Global HR round-up

Europe not doing enough to end to in-work poverty

Not enough is being done by EU institutions to raise people in work out of poverty, a European Commission report has warned. The report said that while “low pay is obviously an important risk factor… being low-skilled and remaining in unstable and often part-time employment, can also lead to poverty”. One-income households with one or more dependants are also at risk. The report said there were also concerns about self-employment, but that data was unreliable because of “under-reporting [of] income”. It wants further investigation into why workers’ earnings are “not sufficient to lift them and their households above the poverty threshold”, using new commonly agreed EU statistical indicators. Having a job helps people avoid poverty in the UK, Denmark, Belgium, Ireland and Germany, where it reduces the risk by two-thirds, while in The Netherlands and Luxembourg it improves things only “slightly”.

Swiss recruiter turns over old leaf to end brain drain

A recruitment firm in Switzerland has been set up with the objective of using older workers, not sidelining them. Sebastian Vallbracht, a German who studied at the University of London, said the idea for VMVO Senior Expert Consultancy emerged when he was a student and noticed that recruitment consultants trying to hire young talent were not much older than the candidates. “There was something wrong with that concept,” he said. “What struck me was that they had little experience themselves.” He discussed this with his professors and was encouraged to start a consulting business. “The current business trend of forcing highly qualified experts into early retirement as a cost-saving measure is worrying, and has proven to be a bad strategy in the long run,” he said. So far Vallbracht has signed up about 110 senior experts for specific projects.

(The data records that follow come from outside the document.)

PR #1254, opened 2023-04-07
Remove extra backslash on jdbc url examples

nicolasromer:
The correct syntax only uses two backslashes 
for example: jdbc:mysql://localhost/dbname


enocom:
@nicolasromer Feel free to propose an improvement in the docs to make it clear that the third slash is intentional. It's a little misleading at first glance, I agree.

Fourth time lucky for North American legal recruits

North American law firms make job offers after the candidate’s fourth interview, according to a survey of lawyers among the 1,000 largest law firms and corporations in Canada and the US carried out by recruitment firm Robert Half Legal. Multiple interviews were reported to give more people a chance to be involved in the hiring process, look beyond a candidate’s skills and to get the right personality fit. IT recruiters and managers also average four interviews before hiring. These include a peer panel to examine how the candidate would fit in with the team, using hiring managers who look at the candidate’s skill set, and HR representatives to look at motivation and the ability to fit in with the corporate culture.

Hasty e-mail leads to maladministration charge

An investigation by the European Ombudsman has shown how a hastily composed e-mail can get an employer in trouble. The ombudsman has ruled that the European Investment Bank (EIB) was guilty of maladministration and breaking its code of good administrative behaviour. A job applicant had sent job enquiries to 18 EIB unit managers, which were forwarded to the bank’s head of HR, prompting him to reply (in French): “He has gone completely mad.” The comment was mistakenly forwarded to the applicant. The head of HR then wrote to the applicant, saying that he would “be grateful if you could refrain from [the ‘scatter gun’ approach] which is not bound to be in favour of your application”. The applicant was rejected and complained about his treatment. The ombudsman said: “This could be understood… as constituting a threat [and] frequent requests for information did not entitle the bank to threaten to reject this application.”